Set down exactly the entries below, beginning at their first line and ending at the line with "(Will expect everything".

··· THE DATA

PR #1366, opened 2025-11-22
correct sending of header for non-configracker setup, correct send/recv test input file

rhaas80:


jbmertens (approved):
Looks good except the mixed initializer syntax.

rhaas80:
> Looks good except the mixed initializer syntax.

yeah, clang does not like that one. There seems to be no way to use an initializer with the `.desc` syntax here. Oh well, I'll write 3 lines of code then.

Found a bug in my "fix" for `bufferRecv` ... no code without an explicit test case ought to be trusted.

PR #1368, opened 2025-11-25
Vis transpose writer 

jbmertens:
TODO:

 - [x] Ensure frequency ids map to an index in array output
        (Will expect everything between freq_id start and stop)
 - [x] Use HDF5 instead of zarr?
 - [x] Write config data
 -  ~Write gains (or reference to)~
 - [x] Write/note element indexes (maybe in config?)
        (Write a full map of indexes)
 - [x] Check consistency with CHIME format
 - [x] add CI test(s) (ongoing)
 - ~Track/write out digital gains?~


lib/stages/EigenVisIter.cpp
```diff
@@ -159,6 +159,13 @@ void EigenVisIter::main_thread() {
 
         // Create view to output frame
         in_buf->pass_metadata(input_frame_id, out_buf, output_frame_id);
+
+        // Ensure metadata reflects the number of eigenvectors so the frame layout matches the
+        // buffer's frame size (which is sized for the eigen data).
+        auto out_meta = get_N2_metadata(out_buf, output_frame_id);
+        if (out_meta)
+            out_meta->num_ev = _num_eigenvectors;
```
geoffryan, line 167: We need to check here that the output buffer is correctly sized for the write we're about to do, and FATAL_ERROR if not. Ideally this would be done in the constructor but I don't think it has all the necessary information as-is.  Just need to make sure the output frame size is consistent with the `num_elements` of the input, `num_ev` of the stage, and that its in the FullUpperTri layout.

lib/stages/EigenVisIter.cpp
geoffryan, line 1: Sorry, this isn't really this PR's job, but while you're modifying how this stage handles N2 frames...
The check on line 110, that the number of products is correct, should be replaced with a check that it's in the FullUpperTri layout.

lib/utils/CHORDTelescope.hpp
```diff
@@ -133,13 +133,17 @@ struct dishInputFields {
  * @conf    gps_host            string. The GPS server IP address.
  * @conf    gps_port            uint.   The port number on the GPS server.
  * @conf    gps_endpoint        string. The enpoint with the GPS time.
+ * @conf    sampling_rate_MHz   double. ADC Sampling Rate (default: 3.2 GHz for CHORD)
+ * @conf    fft_lenth           double. F-engine FFT length (default: 16384 for CHORD)
+ * @conf    nyquist_zone        uint8.  Nyquist Zone we're operating in (default: 1 for CHORD)
+ * @conf    max_output_freq_MHz double. Maximum output frequency for file writing, in MHz (default:
```
geoffryan: Maybe just "max_freq_MHz"?  "max_observed_freq_MHz"? (and similar for "min")

lib/utils/CHORDTelescope.hpp
```diff
@@ -473,29 +492,46 @@ class CHORDTelescope : public Telescope {
...
     /**
-     * @brief Get the frequency width of a given channel.  When the frequency spacing is constant,
-     *this is the equivalent to the spacing between frequency channels.
-     *
-     * @return  The width of the frequency channel in MHz.
+     * @brief Get the maximum frequency ID that will be output to files.
+     * @returns     The maximum frequency ID used in files.
      **/
-    double freq_width_MHz(freq_id_t freq_id) const override;
+    size_t max_output_freq_id() const;
```
geoffryan: This should return a "freq_id_t", not "size_t". (and possibly change name depending on refactor)

lib/utils/CHORDTelescope.hpp
```diff
@@ -473,29 +492,46 @@ class CHORDTelescope : public Telescope {
...
 
     /**
-     * @brief Get which Nyquist zone we are in.
+     * @brief Get the minimum frequency ID that will be output to files.
+     * @returns     The minimum frequency ID used in files.
+     **/
+    size_t min_output_freq_id() const;
```
geoffryan: return freq_id_t

lib/utils/CHORDTelescope.hpp
```diff
@@ -473,29 +492,46 @@ class CHORDTelescope : public Telescope {
...
+     * (corresponding to min_output_freq_id to max_output_freq_id).
+     * Not guarded against freq_id being outside output range.
      *
-     * @return  The Nyquist zone.
+     * @param  freq_id  The internal frequency ID.
+     *
+     * @returns     The frequency index written in files.
      **/
-    uint8_t nyquist_zone() const override;
+    size_t get_output_freq_idx(freq_id_t freq_id) const;
```
geoffryan: I think this should be moved to the file writer.

lib/utils/N2Util.hpp
```diff
@@ -78,6 +88,23 @@ inline uint32_t prod_index(uint32_t i, uint32_t j, uint32_t block, uint32_t N) {
...
 }
 
+/**
+ * @brief Correlator input type
+ */
+struct input_ctype {
+    input_ctype(uint16_t idx, std::string input_id) {
+        element_idx = idx;
+        std::memset(input_id_str, 0, 32);
+        input_id.copy(input_id_str, 32);
```
geoffryan: This should be 31 to keep the null-termination character.

lib/utils/N2Util.hpp
```diff
@@ -78,6 +88,23 @@ inline uint32_t prod_index(uint32_t i, uint32_t j, uint32_t block, uint32_t N) {
     return block * block * b_ix + (i % block) * block + (j % block);
 }
 
+/**
+ * @brief Correlator input type
+ */
+struct input_ctype {
+    input_ctype(uint16_t idx, std::string input_id) {
```
geoffryan, line 95: Should we check `input_id` is short enough to fit in 32 bytes?

lib/utils/N2Util.hpp
geoffryan, line 1: This might be over-thinking, but in the spirit of potentially flattening the data files in the future, I'm not sure we should keep these structs around? Maybe they should live in the viswriter as a CHIME compatibility layer?

tests/boost/test_CHORDTelescope.cpp
geoffryan, line 1: Add tests for the max/min freq_id functions.  Should test behaviour in nyquist zones 1 & 2, and have the correct behaviour (whatever you deem that is) when the given frequencies correspond exactly to a freq_id and when they do not.

config/ci-tests/standalone/test_pipeline.j2
```diff
@@ -169,38 +220,39 @@ host_pl_mask_exp_ringbuffer:
...
-    # type: const
-    # value: 34 # 1i # 34 # = 2 + 2i
-    type: random_signed_offset  # const_offset
+    type: random_signed_offset
     value: 120
     kotekan_stage: testDataGen
     out_buf: host_voltage_buffer
     name: "E"
-    array_shape: [ 2048, 16, 2, 64 ] # [ samples_per_data_set, num_local_freq, num_polarizations, num_dishes ]
+    array_shape: [ {{ samples_per_data_set }}, {{ num_local_freq }}, 2, {{ num_dishes }} ]
```
geoffryan, line 266: OH amazing!  Setting these manually was SO annoying. I should use jinja2 all the time.

lib/stages/hdf5N2Write.hpp
```diff
@@ -0,0 +1,265 @@
...
+#include <N2Util.hpp>
+#include <cassert>
+#include <filesystem>
+#include <highfive/H5File.hpp>
+#include <map>
+#include <memory>
+#include <optional>
+#include <string>
+#include <vector>
+#include <visUtil.hpp>
```
geoffryan: visUtil shouldn't be necessary if we're writing N2 files right? Only N2Util should be necessary.

geoffryan (commented):
Not a full review, some initial comments.

lib/stages/EigenVisIter.cpp
jbmertens: Agreed. This is actually added because it was missing in the output metadata. Maybe it was never finished / current CHIME pipelines just made assumptions and/or didn't use it?

lib/stages/hdf5N2Write.hpp
jbmertens: Yes. (Probably need to run iwyu for these files...)

lib/utils/CHORDTelescope.hpp
jbmertens: Hm, this is a different type of id/index though.
(Should freq_id_t be a size_t anyways?)

lib/utils/N2Util.hpp
jbmertens: Yeah, depends on what people downstream want 🤷

lib/utils/CHORDTelescope.hpp
geoffryan: Isn't this returning a freq_id?  Like if the maximum observed frequency has id 7500, this returns 7500?  In which case it should be the same type as a freq_id. (I have no opinion on what the underlying freq_id type actually is, we should just be consistent)

lib/stages/hdf5N2Write.hpp
```diff
@@ -0,0 +1,265 @@
...
+
+    // t-dependent metadata
+    std::vector<uint64_t> fpga_start_tick;         // (t)
+    std::vector<uint64_t> frame_length_fpga_ticks; // (t)
+    std::vector<int64_t> time_center_ut1;          // (t)
+    std::vector<int64_t> bin_ut1;                  // (t)
+    std::vector<double> bin_start_ERA_deg;         // (t)
+    std::vector<double> bin_end_ERA_deg;           // (t)
+    std::vector<int64_t> bin_start_LAST;           // (t)
+    std::vector<int64_t> bin_end_LAST;             // (t)
```
geoffryan: I don't think there's a world where these will be `int`s.  LAST is like ERA, it's a measure of angle and will be a `double`

lib/stages/hdf5N2Write.hpp
```diff
@@ -0,0 +1,265 @@
...
+ * @conf base_dir           String. Directory to write into
+ * @conf num_file_t         UInt. Number of time frames per file
+ * @conf late_frame_grace_seconds  UInt. Grace period in seconds for late frames (default: 60)
+ * @conf max_frames                Int.  Stop writing after this many frames (-1 = unlimited)
+ *
+ * @par Metrics
+ * @metric kotekan_N2write_write_time_seconds  Duration to write the last flush
+ * @metric kotekan_N2write_n_datasets          Number of datasets currently open
+ *
+ * @note User-level documentation lives in docs/sphinx/user/processes/hdf5N2Write.rst.
```
geoffryan, line 234: Don't see this doc in this PR?

lib/stages/hdf5N2Write.hpp
```diff
@@ -0,0 +1,265 @@
...
+        return num_file_t * f + t; // (f, t)
+    }
+};
+
+/**
+ * @class hdf5N2Write
+ * @brief Buffered-transpose writer: buffers sequential time frames and writes HDF5 files.
+ *
+ * This stage groups frames into UTC-midnight-aligned windows of length
+ * `file_seconds`, buffers a complete (num_file_f * file_nt) block per output file in
```
geoffryan: I think this has moved to a "fixed number of frames" setup, so this comment should be altered to describe the current behaviour.

lib/stages/hdf5N2Write.hpp
```diff
@@ -0,0 +1,265 @@
...
+    void _finalize_file(N2FileData& filedata);
+
+    /**
+     * @brief Finalize N2FileData objects that have been inactive for too long.
+     * @param files  Map of abs_idx-N2FileData objects to finalize
+     * @param exclude_abs_file_idx  Optional file index to skip while finalizing
+     */
+    void _grace_finalize_files(std::map<size_t, std::unique_ptr<N2FileData>>& files,
+                               const size_t* exclude_abs_file_idx = nullptr);
+
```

······

PROBLEM SOLUTION:
PR #1366, opened 2025-11-22
correct sending of header for non-configracker setup, correct send/recv test input file

rhaas80:


jbmertens (approved):
Looks good except the mixed initializer syntax.

rhaas80:
> Looks good except the mixed initializer syntax.

yeah, clang does not like that one. There seems to be no way to use an initializer with the `.desc` syntax here. Oh well, I'll write 3 lines of code then.

Found a bug in my "fix" for `bufferRecv` ... no code without an explicit test case ought to be trusted.

PR #1368, opened 2025-11-25
Vis transpose writer 

jbmertens:
TODO:

 - [x] Ensure frequency ids map to an index in array output
        (Will expect everything between freq_id start and stop)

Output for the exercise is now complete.